EXERCISE MATERIALS —
PR #1629, opened 2021-09-07
Raise an error for `qml.sample` and `shots=None` in `default.qubit.jax`

antalszava:
Fully deprecate `qml.sample` when `shots=None`: raise an error for `default.qubit.jax` instead of a warning. This is a change that was more generally adapted for `QubitDevice` in https://github.com/PennyLaneAI/pennylane/pull/1522.

### DIFF
--- a/tests/devices/test_default_qubit_jax.py
+++ b/tests/devices/test_default_qubit_jax.py
@@ -186,8 +186,7 @@ class TestQNodeIntegration:
         assert not np.all(a == b)
 
     def test_sampling_analytic_mode(self):
-        """Test that when sampling with shots=None an error is raised.
-        """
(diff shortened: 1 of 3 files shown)


tests/devices/test_default_qubit_jax.py
```diff
@@ -186,22 +186,20 @@ def circuit():
         assert not np.all(a == b)
 
     def test_sampling_analytic_mode(self):
-        """Test that when sampling with shots=None, dev uses 1000 shots and
-        raises deprecation warning.
-        """
+        """Test that when sampling with shots=None an error is raised."""
```
thisac, line 189:
```suggestion
        """Test that when sampling with ``shots=None`` an error is raised."""

```

thisac (approved):

PR #1633, opened 2021-09-08
Mark tests slower than 1.5 seconds

albi3ro:
This PR marks the 35 or so slowest tests that took longer than 1.5 seconds on my computer as "slow".

You can locally run all not slow tests via the command:

```
pytest -m "not slow" files_to_check
```

This will hopefully make the local execution of the test suite easier.

I also added the `pytest.ini` file to register the `"slow"` mark.

In the future, slow tests that get added should be marked via `@pytest.mark.slow`.

### DIFF
--- a/.github/CHANGELOG.md
+++ b/.github/CHANGELOG.md
@@ -303,6 +303,10 @@
 
 <h3>Improvements</h3>
 
+* The slowest tests, more than 1.5 seconds, now have the pytest mark `slow`, and can be
+  selected or deselected during local execution of tests.
+  [(#1563)](https://github.com/PennyLaneAI/pennylane/pull/1633)
+
 * Hamiltonians are now natively supported on the `default.qubit` device if `shots=None`. 
   This makes VQE workflows a lot faster in some cases.
   [(#1551)](https://github.com/PennyLaneAI/pennylane/pull/1551)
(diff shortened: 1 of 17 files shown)


.github/CHANGELOG.md
```diff
@@ -303,6 +303,10 @@
 
 <h3>Improvements</h3>
 
+* The slowest tests, more than 1.5 seconds, now have the pytest mark `slow`, and can be
+  selected or deselected during local execution of tests.
+  [(#1563)](https://github.com/PennyLaneAI/pennylane/pull/1633)
```
rmoyard, line 308:
```suggestion
  [(#1633)](https://github.com/PennyLaneAI/pennylane/pull/1633)
```

tests/pytest.ini
```diff
@@ -0,0 +1,3 @@
+[pytest]
+markers =
+    slow: marks tests as slow (deselect with '-m "not slow"')
```
rmoyard, line 3: Great ! 💯

rmoyard (commented):
Nice addition, I didn't know we could mark the tests 👍 I've tested it and it works well on my side. Just a small comment for the changelog. 💯

rmoyard (approved):

PR #1634, opened 2021-09-09
Differentiable batch execute using JAX using `host_callback`

antalszava:
**Context:**

Extends the batch execution capabilities to support JAX.

Adds the differentiable batch execution pipeline using JAX.

It is similar to #1573, though it uses the `host_callback` jittable JAX function with certain constraints. This capability supports first derivatives and scalar functions only similar to the current JAX interface.

Includes forward mode differentiation when the gradient has been computed on the forward pass.

**Benefits:**

Differentiable batch execution pipeline with the capabilities of the current JAX interface.

**Possible Drawbacks:**

The `test_matrix_parameter` test case seems to involve differentiation that is not supported by the JAX interface. Just as the current interface, the differentiable batch version raises an error akin to that raised by a current example:

```python
import jax.numpy as jnp
import pennylane as qml
import jax

a = jnp.array([0.1])
U = jnp.array([[ 0.99875026, -0.04997917],
       [ 0.04997917,  0.99875026]])
dev = qml.device("default.qubit.jax", wires=2)

@qml.qnode(dev, interface='jax', diff_method='parameter-shift')
def circuit(U):
    qml.QubitUnitary(U, wires=0)

jax.grad(circuit)(U)
```
```
ValueError: Cannot differentiate with respect to parameter(s) {0}
```

**Related GitHub Issues:**
N/A


pennylane/interfaces/batch/jax.py
```diff
@@ -0,0 +1,183 @@
...
+import jax.numpy as jnp
+import numpy as np
+import inspect
+
+import pennylane as qml
+
+dtype = jnp.float32
+
+
+def execute(tapes, device, execute_fn, gradient_fn, gradient_kwargs, _n=1, max_diff=2):
```
josh146, line 30: I guess we should raise an error if `max_diff>1` 😆

pennylane/interfaces/batch/jax.py
```diff
@@ -0,0 +1,183 @@
...
+    params,
+    tapes=None,
+    device=None,
+    execute_fn=None,
+    gradient_fn=None,
+    gradient_kwargs=None,
+    _n=1,
+):  # pylint: disable=dangerous-default-value,unused-argument
+    jacs = None
+    total_size = np.sum([t.output_dim for t in tapes])
```
josh146, line 80: should we be explicit here with the assumption, and simply have
```python
total_size = len(tapes)
```
since we are assuming all tapes have scalar output?

pennylane/interfaces/batch/jax.py
```diff
@@ -0,0 +1,183 @@
...
+                new_tapes.append(t.copy(copy_operations=True))
+                new_tapes[-1].set_parameters(a)
+
+            with qml.tape.Unwrap(*new_tapes):
+                res, jacs = execute_fn(new_tapes, **gradient_kwargs)
+
+            return np.stack(res)
+
+        res = host_callback.call(
+            wrapper, params, result_shape=jax.ShapeDtypeStruct((total_size, 1), jnp.float32)
```
josh146, line 98: should we make dtype an option here, rather than hardcoding it?

Best to match what the existing interface does, I suppose

pennylane/interfaces/batch/jax.py
```diff
@@ -0,0 +1,183 @@
...
+        return wrapped_exec(params), params
+
+    def wrapped_exec_bwd(params, g):
+
+        # TODO: forward mode
+        if False:
+            return []
+        else:
+            module_name = getattr(inspect.getmodule(gradient_fn), "__name__", "")
+            if "pennylane.gradients" in module_name:
```
josh146, line 112: We can replace this now with simply
```python
if isinstance(gradient_fn, qml.gradients.gradient_transform):
```

pennylane/interfaces/batch/jax.py
```diff
@@ -0,0 +1,183 @@
...
+                res = []
+
+                for p in params:
+                    res.append(vjps[start : start + len(p)])
+                    start += len(p)
+                    if len(p) == 1:
+                        res[-1] = res[-1][0]
+
+                if res[0].ndim != 0:
+                    res = [[jnp.array(p) for p in res[0]]]
```
josh146, line 155: What is happening in these two code blocks? Might be good to have some comments :)

pennylane/interfaces/batch/jax.py
```diff
@@ -0,0 +1,183 @@
...
+                return (tuple(res),)
+
+            elif (
+                hasattr(gradient_fn, "fn")
+                and inspect.ismethod(gradient_fn.fn)
+                and gradient_fn.fn.__self__ is device
+            ):
```
josh146, line 162: does this branch currently work?

pennylane/math/utils.py
```diff
@@ -281,6 +281,9 @@ def requires_grad(tensor, interface=None):
     if interface == "jax":
         import jax
 
-        return isinstance(tensor, jax.interpreters.ad.JVPTracer)
+        # TODO: modify this once we have a way of distinguishing jax arrays to
+        # be differentiable or not
+        # return isinstance(tensor, jax.interpreters.ad.JVPTracer)
+        return isinstance(tensor, jax.numpy.ndarray)
```
josh146, line 287: Can you remind me why we had to change this?

josh146: Oh, is this because checking for traced arrays only works in non-JIT mode?

pennylane/tape/tape.py
```diff
@@ -210,6 +210,7 @@ def expand_tape(tape, depth=1, stop_at=None, expand_measurements=False):
 
     # Update circuit info
     new_tape._update_circuit_info()
+    new_tape._output_dim = tape.output_dim
```
josh146, line 213: We should include this as an improvement for the Operator refactor --- all measurements should have their own `shape` property, that indicates the array shape they return.

E.g.,

```python
>>> qml.expval(qml.PauliZ(0)).shape
(1,)
>>> qml.probs(wires=[0, 1, 2]).shape
(2, 2, 2)
```

This way, we can compute the output shape of a tape _in advance_ to any evaluation, and with total accuracy!

josh146: Tagging @mariaschuld for visibility once back from vacation 🙂

josh146 (commented):
Thanks Antal, looking good so far - have left some preliminary comments 🙂

pennylane/interfaces/batch/jax.py
antalszava: Done.

pennylane/interfaces/batch/jax.py
antalszava: Good catch! Done.

pennylane/interfaces/batch/jax.py
antalszava: Done.

pennylane/interfaces/batch/jax.py
antalszava: Added comments.

pennylane/interfaces/batch/jax.py
antalszava: This now became obsolete, the logic in place was working well.

pennylane/math/utils.py
antalszava: I got into cases where JVPTracer objects were mixed with simple DeviceArray objects in a `JacobianTape`. This lead to an error here:
https://github.com/PennyLaneAI/pennylane/blob/6d93cc580d4e8860a0b3fc8cc42e81198399e665/pennylane/tape/tape.py#L861

Removing the check produced incorrect results.

tests/interfaces/test_batch_jax.py
```diff
@@ -0,0 +1,578 @@
...
+        with qml.tape.JacobianTape() as tape:
+            qml.RY(a, wires=0)
+            qml.RX(b, wires=1)
+            qml.CNOT(wires=[0, 1])
+            qml.expval(qml.PauliZ(0))
+
+        assert tape.trainable_params == {0, 1}
+
+        def cost(a, b):
+            tape._update()
```
antalszava, line 441: @josh146 this was an update I had to add here for JAX.

It seems that with calling `_update`, the trainable parameters are incorrect and an error is raised here:
https://github.com/PennyLaneAI/pennylane/blob/6d93cc580d4e8860a0b3fc8cc42e81198399e665/pennylane/tape/tape.py#L861

pennylane/tape/tape.py
antalszava: This is a great idea and would be super useful when working with JAX. :slightly_smiling_face:

pennylane/math/utils.py
antalszava: This has now been reverted and addressed the specific test case here:
https://github.com/PennyLaneAI/pennylane/pull/1634#discussion_r714074895

pennylane/interfaces/batch/jax.py
```diff
@@ -0,0 +1,257 @@
...
+                    res[-1] = res[-1][0]
+
+            # Unwrap partial results into arrays if need be
+            need_unwrapping = any(r.ndim != 0 for r in res)
+            if need_unwrapping:
+                unwrapped_res = []
+                for r in res:
+                    if r.ndim != 0:
+                        r = [jnp.array(p) for p in r]
+                    unwrapped_res.append(r)
```
josh146, line 176: I'm also not 100% following this code block here 🤔

pennylane/interfaces/batch/jax.py
```diff
@@ -0,0 +1,257 @@
...
+            new_tapes = []
+
+            for t, a in zip(tapes, p):
+                new_tapes.append(t.copy(copy_operations=True))
+                new_tapes[-1].set_parameters(a)
+
+            res, jacs = execute_fn(new_tapes, **gradient_kwargs)
+
+            # On the forward execution return the jacobian too
+            return np.stack(res), jacs
```
josh146, line 220: oh wait, the wrapper is allowed to return a tuple??

Maybe this is a path forwards for supporting non-scalar return types :)

pennylane/interfaces/batch/jax.py
```diff
@@ -0,0 +1,257 @@
...
+    def wrapped_exec_bwd(params, g):
+
+        # Use the jacobian that was computed on the forward pass
+        jacs, params = params
+        res_jacs = []
+        for j in jacs:
+            this_j = []
+            for i in range(j.shape[1]):
+                this_j.append(j[0, i])
+            res_jacs.append(this_j)
```
josh146, line 243: What is happening here?

pennylane/interfaces/batch/jax.py
```diff
@@ -0,0 +1,257 @@
...
+
+    tracing = any(isinstance(r, jax.interpreters.ad.JVPTracer) for r in res)
+
+    # When there are no tracers (not differentiating), we have the result of
+    # the forward pass and the jacobian, but only need the result of the
+    # forward pass
+    if len(res) == 2 and not tracing:
+        res = res[0]
+
+    return res
```
josh146, line 257: When there _is_ tracing, how come you don't need to index into `res`?

tests/interfaces/test_batch_jax.py
josh146: got it :+1:

Might be worth adding this as a comment here, to note that this differs from autograd, and to also point out the failing line above?

josh146 (approved):
looks great @antalszava! I left mostly questions, but I am happy to approve based on familiarity with the other interfaces, as well as the very thorough test suite 💯 

Don't forget to update the changelog!

tests/interfaces/test_batch_jax.py
antalszava: Sounds good, done!

pennylane/interfaces/batch/jax.py
```diff
@@ -0,0 +1,257 @@
...
+            res = []
+
+            # Group the vjps based on the parameters of the tapes
+            for p in params:
+                res.append(vjps[param_idx : param_idx + len(p)])
+                param_idx += len(p)
+
+                # Unpack if we have the vjp for a single parameter
+                if len(p) == 1:
+                    res[-1] = res[-1][0]
```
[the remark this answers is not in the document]
antalszava: Thanks for the question here! Could remove this eventually.

pennylane/interfaces/batch/jax.py
antalszava: This maps multi-dimensional arrays into groups of scalar arrays:
`[DeviceArray([-0.9553365], dtype=float32), DeviceArray([0., 0.], dtype=float32)]`
is mapped to
`[[DeviceArray(-0.9553365, dtype=float32)], [DeviceArray(0., dtype=float32), DeviceArray(0., dtype=float32)]]`.

This is in response to an error I've encountered from JAX otherwise:
```python
The above exception was the direct cause of the following exception:
tests/interfaces/test_batch_jax.py:53: in test_jacobian_options
    res = jax.grad(cost)(a, device=dev)
../../anaconda3/lib/python3.8/site-packages/jax/_src/lax/lax.py:4734: in _scatter_shape_rule
    raise TypeError(f"Updates tensor must be of rank {expected_updates_rank}; "
E   TypeError: Updates tensor must be of rank 0; got 1.
```
This does differ from how the `autograd` interface works, however it seems like JAX requires a different return type for backward to compute the gradient.

pennylane/interfaces/batch/jax.py
antalszava: Yep, this should definitely be the way. :) It will likely be good to have a convenient way to determine the output shape of quantum functions to support non-scalar return types but should be doable.

pennylane/interfaces/batch/jax.py
antalszava: We're creating the same nested structure that is being created in non-forward mode:
```python
[DeviceArray([[ 0.06695931,  0.01383095, -0.46500877]], dtype=float32)]
```
is mapped to
```python
[[DeviceArray(0.06695931, dtype=float32), DeviceArray(0.01383095, dtype=float32), DeviceArray(-0.46500877, dtype=float32)]]
```
This is to ensure that all modes return the same structure for the jacobian.

pennylane/interfaces/batch/jax.py
antalszava: My understanding is that in such cases JAX produces the:
* the forward pass value by retrieving the first element of the output of `wrapped_exec_fwd`
* the backward pass value by retrieving the first element of the output of `wrapped_exec_bwd`

```python
from jax import custom_vjp
import jax.numpy as jnp
import jax

def func(x, y):

    @custom_vjp
    def f(x, y):
        return jnp.sin(x) * y, 0.123456

    def f_fwd(x, y):
    # Returns primal output and residuals to be used in backward pass by f_bwd.
        val, jac = f(x, y)
        return val, (jac, (x, y))

    def f_bwd(res, g):
        jac, params = res # Gets residuals computed in f_fwd
        return (jac, 0.0)

    f.defvjp(f_fwd, f_bwd)
    res = f(x,y)
    print('Output of f call: ', res)
    return res

print('Func call (no tracing or differentiation): ', func(0.3, 0.5), '\n\n')
print('Grad of func call: ', jax.grad(func)(0.3, 0.5))
```
```
Output of f call:  (DeviceArray(0.14776011, dtype=float32, weak_type=True), 0.123456)
Func call (no tracing or differentiation):  (DeviceArray(0.14776011, dtype=float32, weak_type=True), 0.123456) 


Output of f call:  Traced<ConcreteArray(0.14776010811328888, dtype=float32)>with<JVPTrace(level=2/0)>
  with primal = DeviceArray(0.14776011, dtype=float32, weak_type=True)
       tangent = Traced<ShapedArray(float32[]):JaxprTrace(level=1/0)>
Grad of func call:  0.123456
```
The second case of printing `Output of f call:` only contains the traced array.

pennylane/interfaces/batch/jax.py
```diff
@@ -0,0 +1,257 @@
...
+
+    @jax.custom_vjp
+    def wrapped_exec(params):
+        def wrapper(p):
+            """Compute the forward pass."""
+            new_tapes = []
+
+            for t, a in zip(tapes, p):
+                new_tapes.append(t.copy(copy_operations=True))
+                new_tapes[-1].set_parameters(a)
```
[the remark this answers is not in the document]
antalszava: This was used by following the same approach that exists in the current interface:

https://github.com/PennyLaneAI/pennylane/blob/16aac9ff7092a94324b27d6b0dfae6f4af43a092/pennylane/interfaces/jax.py#L108

Frankly, removing it also works on the local CPU. My thought here was that if the `device` with which `host_callback.call` is being used with is another device (e.g., GPU), then we might want to copy the tape and set the parameters again. Not completely certain about this, though.

pennylane/interfaces/batch/jax.py
josh146: got it!

josh146: @antalszava your comment above was really useful, might be worth incorporating it into a comment block in the code?

pennylane/interfaces/batch/jax.py
josh146: I would also add this as a comment to the code!

pennylane/interfaces/batch/jax.py
antalszava: Added the info about the mapping including the example.

pennylane/interfaces/batch/__init__.py
```diff
@@ -330,12 +331,22 @@ def cost_fn(params, x):
             from .tensorflow import execute as _execute
         elif interface in INTERFACE_NAMES["PyTorch"]:
             from .torch import execute as _execute
+        elif interface in INTERFACE_NAMES["JAX"]:
+            from .jax import execute as _execute
+
+            # Only support first order derivatives for JAX
+            if max_diff is None:
+                max_diff = 1
```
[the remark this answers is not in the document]
antalszava: Done. :)

josh146 (approved):
@antalszava amazing work 💯 good to go! Just needs a changelog entry

pennylane/interfaces/batch/jax.py
```diff
@@ -0,0 +1,270 @@
...
+    @jax.custom_vjp
+    def wrapped_exec(params):
+        def wrapper(p):
+            """Compute the forward pass."""
+            # new_tapes = []
+
+            # for t, a in zip(tapes, p):
+            #     new_tapes.append(t.copy(copy_operations=True))
+            #     new_tapes[-1].set_parameters(a)
+            new_tapes = tapes
```
antalszava, line 109:
```suggestion
            new_tapes = []

            for t, a in zip(tapes, p):
                new_tapes.append(t.copy(copy_operations=True))
                new_tapes[-1].set_parameters(a)
```

Issue #1628, opened 2021-09-06
Add an argument `argnum` to `classical_jacobian`


dwierichs:
### Feature details

Similar to `qml.jacobian`, `classical_jacobian` could take an `argnum` argument allowing to compute the preprocessing jacobian for the corresponding inputs only.

### Implementation

This should be straightforward to implement by modifying `classical_jacobian` like so:
```python
def classical_jacobian(qnode, argnum=None):
    if qnode.interface == "autograd":
        def _jacobian(*args, **kwargs):
            return qml.jacobian(classical_preprocessing, argnum=argnum)(*args, **kwargs)

        return _jacobian

    if qnode.interface == "torch":
        import torch

        if np.isscalar(argnum):
            argnum = [argnum]

        def _jacobian(*args, **kwargs):  # pylint: disable=unused-argument
            jac = torch.autograd.functional.jacobian(classical_preprocessing, args)
            if argnum is not None:
                jac = tuple((jac[idx] for idx in argnum))
            return jac

        return _jacobian

    if qnode.interface == "jax":
        import jax

        def _jacobian(*args, **kwargs):
            jac_kwarg = {} if argnum is None else {'argnums': argnum}
            return jax.jacobian(classical_preprocessing, **jac_kwarg)(*args, **kwargs)

        return _jacobian

    if qnode.interface == "tf":
        import tensorflow as tf

        if np.isscalar(argnum):
            argnum = [argnum]

        def _jacobian(*args, **kwargs):
            with tf.GradientTape() as tape:
                tape.watch(args)
                gate_params = classical_preprocessing(*args, **kwargs)

            jac = tape.jacobian(gate_params, args)
            if argnum is not None:
                jac = tuple((jac[idx] for idx in argnum))
            return jac

        return _jacobian
```

### How important would you say this feature is?

1: Not important. Would be nice to have.

josh146:
Closing as this has been implemented in #1645

Issue #1627, opened 2021-09-06
Add tests for `classical_jacobian`


dwierichs:
### Feature details

There currently are _no_ tests for the `classical_jacobian` utility.

### Implementation

Test cases to be covered would be `QNode`s with 
- permutation
- linear combinations of qnode parameters into gate parameters
- more complicated, in particular non-linear, functions to check for the correct processing of the parameters that are passed to the _wrapper_.
- [if this issue is taken care of _after_ #1628:] jacobian computation for a subset of the input parameters via `argnum`.

### How important would you say this feature is?

2: Somewhat important. Needed this quarter.

### Additional information

With the usage of `classical_jacobian` in other contexts like the new `fourier.spectrum` implementation (and thus in the new `qml.RotosolveOptimizer`), the importance of this function grows a bit, and it would be could to test it, I believe.

dwierichs:
Closing as it was covered in #1645

Issue #1622, opened 2021-09-02
Take preprocessing into account in `qml.fourier.spectrum`


dwierichs:
### Feature details

Currently, the `qml.fourier.spectrum` feature does not take classical processing into account, i.e. 
`qml.RX(2*x, wires=0, id='x')` and `qml.RX(x, wires=0, id='x')` yield the same spectrum for the id `'x'`.

In the context of function reconstruction that I'm trying to implement, this would be nice to have and the maybe it is in general?
This can be tied together with having the `spectrum` function
1. check that the qnode actually is eligible for a simple Fourier description, e.g. to exclude qnodes with operations like `qml.RX(x+y, wires=0)`.
2. work on qnodes without specified operation `id`s by extracting the dependence on the parameters from the `classical_jacobian`.

### Implementation

The `spectrum` function would compute the preprocessing behaviour via `qml.transforms.classical_jacobian` and 
1. check that it does not change if computed at different parameter positions (the implementation here might become unstable if numpy-incompatible inputs are used, otherwise `np.ones_like` and `np.zeros_like` could do the trick). This does not necessarily catch _all_ qnodes that are not eligible for the Fourier representation but it should catch many.
2. check that each gate only depends on (up to) one parameter.
3. extracts the existing "ids" corresponding to input parameters, if no `encoding_gates` are given.
4. rescale the spectrum of each operation (before calling `_join_spectra`) with the corresponding entry of the jacobian.

This implementation would be tied with a minor modificatio of `classical_jacobian`, that mostly adds (and uses) this helper function:
```python
    def _get_jacobian_indices(qnode, ids, *args, **kwargs):
        qnode.construct(args, kwargs)
        if ids is None:
            return slice(0, None, None)
        elif ids=="with id":
            p_idx = 0
            jac_indices = []
            for op in qnode.qtape.operations:
                p_num = len(op.data)
                if op.id is not None:
                    jac_indices.extend(range(p_idx, p_idx+p_num))
                p_idx += p_num
            return jac_indices
        elif isinstance(ids, str):
            ids = [ids]

        ids = set(ids)
        p_idx = 0
        jac_indices = []
        for op in qnode.qtape.operations:
            p_num = len(op.data)
            if op.id in ids:
                jac_indices.extend(range(p_idx, p_idx+p_num))
            p_idx += p_num
        return jac_indices
```

### How important would you say this feature is?

2: Somewhat important. Needed this quarter.

### Additional information

[...]

PR #1635, opened 2021-09-09
Extend `qml.fourier.spectrum` and add `qml.fourier.reconstruct`

dwierichs:
This PR updates `qml.fourier.spectrum` to 
1. work with QNode arguments instead of gate arguments (and hence use argument indices instead of gate `id`s),
2. find out the dependence on the arguments itself, so that no analogue of gate `id`s has to be provided manually,
3. include classical preprocessing into the spectrum calculation,
4. check whether the Jacobian of the preprocessing is constant (across four evaluation points), making it unlikely that non-linear preprocessing is overlooked by `spectrum`. For non-linear preprocessing, no simple frequency spectrum is defined and `qml.fourier.spectrum` will raise an error.
*Related issue:*  #1622

Additionally, this PR add `qml.fourier.reconstruct`, which will work in tandem with `qml.fourier.spectrum`, regarding formatting of a spectrum (One could consider introducing a `Spectrum` class here, but this is not what I went for in this PR).
`reconstruct` only is able to reconstruct the univariate restrictions of a QNode; it's definitely worth considering to extend this in the future.
The addition of `reconstruct` prepares a second PR, which will generalize `RotosolveOptimizer` a further than #1489 did.

As a technical contribution, this PR adds the keyword argument `argnums` to `classical_jacobian`, which works like `argnums` in `jax.jacobian`. 
*Related issue:*  #1628  
Tests for this subroutine still remain to be added.
*Related issue:*  #1627 

**Possible drawbacks:**
This is a breaking change regarding the use of `id`s in spectrum, which are deprecated. If `encoding_gates` is provided to `spectrum`, it will attempt to interpret the `id`s as argument indices as an intermediate feature, which should be removed later.

**Discussion questions:**
*Question 1*
The output format of `spectrum` is interpreted a bit, depending on the requested parameter indices `encoding_args`, see also the docstring of `spectrum`. To be precise, the output in general is a dictionary with
`keys` are int: QNode argument index (only those requested in `encoding_args`)
`values` are dict: frequency spectra for each parameter in the corresponding QNode argument.
However, there are two special reformattings: 
a) if only a single QNode argument exists, or `encoding_args` specifies only one argument to compute the spectrum for,
the outer dictionary is unpacked and we get the `value` of the single entry as output.
b) if any of the considered QNode arguments, say with index `arg_idx` is a scalar, the _inner_ dictionary corresponding to that argument, i.e. `spectra[arg_idx]`, is unpacked, storing the spectrum for the scalar parameter directly at `spectra[arg_idx]`.
_Is this confusing/inconsistent?_

*Question 2*
While `spectrum` does check for linear preprocessing in order to catch QNodes that the Fourier analysis does not apply to, this is only done _for the QNode arguments specified in `encoding_args`_. This has the danger that the QNode might actually _not_ be a Fourier series but `spectrum` does not notice if the non-linear preprocessing is due to other qnode arguments, like here:
```python
@qml.qnode(dev)
def circuit(x, y):
    qml.RX(x*y, wires=0)
```
The reason for not checking the full jacobian is, that users might want to encode "constant" prefactors in the form that `y` takes in the above example, not considering it as an encoded input but a trainable frequency scale or such.
_Is it a problem that we detect fewer QNodes which actually are not Fourier series in the intended way?_


dwierichs:
The extended spectrum is implemented in `fourier.qnode_spectrum` and `fourier.reconstruct has been implemented in #1864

BRIEF — With no other words, state how many lines above hold the word "marks".

RESPONSE AREA — 2